**WORK INSTRUCTIONS**
Which lines of the entries below contain the string "BreakBB"? Copy each one.

(Extracted data entries)

PR #4156, opened 2022-09-19
Added Aresella (18991) to first aid profession

stu177:
## Proposed changes

- Adds [Aresella](https://www.wowhead.com/wotlk/npc=18991/aresella) as a First Aid profession trainer

### DIFF
--- a/Modules/QuestieMenu.lua
+++ b/Modules/QuestieMenu.lua
@@ -464,7 +464,9 @@ function QuestieMenu:PopulateTownsfolk()
     tinsert(professionTrainers[QuestieProfessions.professionKeys.FISHING], 10216)
 
     -- Fix NPC Aresella (18991) can train first aid profession
-    tinsert(professionTrainers[QuestieProfessions.professionKeys.FIRST_AID], 18991)
+    if Questie.IsTBC then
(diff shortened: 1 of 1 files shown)


Modules/QuestieMenu.lua
```diff
@@ -463,6 +463,9 @@ function QuestieMenu:PopulateTownsfolk()
     -- Fix NPC Gubber Blump (10216) can train fishing profession
     tinsert(professionTrainers[QuestieProfessions.professionKeys.FISHING], 10216)
 
+    -- Fix NPC Aresella (18991) can train first aid profession
+    tinsert(professionTrainers[QuestieProfessions.professionKeys.FIRST_AID], 18991)
```
BreakBB, line 467:
```suggestion
    if Questie.IsTBC then
        tinsert(professionTrainers[QuestieProfessions.professionKeys.FIRST_AID], 18991)
    end
```

BreakBB (approved):

BreakBB:
Hey @stu177 thanks a lot for this nice small PR 👍🏻 

I updated it to only be added for TBC and Wotlk so there is no conflict for Classic Era/SoM players, but it's good you noticed that NPC needed to be added 🥳

stu177:
Hey, no problem 😄

Ah yeh that makes sense with only showing for TBC/WotLK 👍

**SOLUTION TO THE PROBLEM**
BreakBB, line 467:
BreakBB (approved):
BreakBB:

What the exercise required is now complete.